I had the usual bugs, worms, etc in my travels, a Balut egg (or two), but the craziest thing I ever ate was one time I was in a Sushi restaurant in Tokyo....

they had a live lobster tank in there...so I ordered the fresh lobster sashimi....

the chef proceeded to bring the live lobster out to our table, on a plate. Somehow made the lobster stand on its head, hypnotized, while he carved up and we ate his tail. Alive the whole time...

dont judge me...lol

i had no idea...


----------



## fuente~fuente (May 11, 2009)

I ate a couple of pig eyes from a suckling we smoked this past Thanksgiving.

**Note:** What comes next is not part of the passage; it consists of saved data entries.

Issue #350, opened 2020-02-17
=unextendable should disallow `New Subthought` from parent


raineorshine:

pushkov-fedor:
I added =unextendable as child of Thought and it works in a strange way.

- parent
    thought1
    =unextendable

But it works only after copy and paste **=unextendable**. If i try to type it by hand and press enter, em cuts last characters of **=unextendable** and saves part of it (e.g. **=unextenda** or just **=**). After that submiting new Thoughts causes to the same cut behavior (e.g. 12345 => 123 saves). Looks like throttled function with timeout in Editable.js does not have time to fires again and save new value. That's why after pressing enter we have a cropped thoughts,
This happens only after an attempt to save meta thought (started with `=`), which gets cutted. Do you have the same experience?

raineorshine:
Yes, it appears to be a regression on `dev`. I will investigate and file a separate issue.

raineorshine:
Editing issue fixed in 2e2b0dfa. You should be able to test `=unextendable` now.

pushkov-fedor:
It works! newThoughts.js in shortcuts folder has check if parent is unextendable. I think we need add kind of the same check in newSubthoughts.js for thoughts itself. I think it takes 1-1.5 hours

PR #655, opened 2020-05-14
Disallow 'New Subthoughts' from parent with =unextendable

pushkov-fedor:
Issue #350


raineorshine:
Beautiful! Now we get the check on `newUncle` for free.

Don't ask... Not in my character at all. Tasted like smoked pork to me :noidea:


----------



## Bondo 440 (Jul 24, 2012)

oooooohhh .. I'm not going to make it through this thread.

Gotta go...


----------



## HIM (Sep 12, 2012)

9Norte said:


> I had the usual bugs, worms, etc in my travels, a Balut egg (or two), but the craziest thing I ever ate was one time I was in a Sushi restaurant in Tokyo....
> 
> they had a live lobster tank in there...so I ordered the fresh lobster sashimi....
> 
> ...


I'll never understand why they serve lobster sashimi. Catching and eating lobster is a big part of the culture here. So trust me when I say lobstesr and crabs eat nothing but crap. I would never want to eat them without it being fully cooked and I love sushi.

As for crazy things I've eaten..... Oxtail, cow tongue, cow stomach, tripe, escargo, frog legs(love em, and I don't think their crazy really), sea urchin, eel(again not very crazy in my book), puffer fish and that's all I can think of at the moment.


----------



## Fuzzy (Jun 19, 2011)

I have eaten Beondegi many times. It is a seasoned and steamed silkworm pupae sold on the streets of villages and cities in Korea. I have even seen them sold in the can but never tried any of those.


----------



## Rock31 (Sep 30, 2010)

Monkfish Liver....I don't get to crazy.


----------



## CeeGar (Feb 19, 2007)

Mezcal worm.


----------



## fenlon (Jan 23, 2013)

I ate some mopane worms this summer on my trip to Africa. Taste was nothing offensive, but the chew and texture left something to be desired. I could have done with more crunch and less bubblegum and sand.


----------



## MarkC (Jul 4, 2009)

Balut is as far as I've gone. Couldn't have pulled that one off without the magic of San Miguel...


----------



## fenlon (Jan 23, 2013)

MarkC said:


> Balut is as far as I've gone. Couldn't have pulled that one off without the magic of San Miguel...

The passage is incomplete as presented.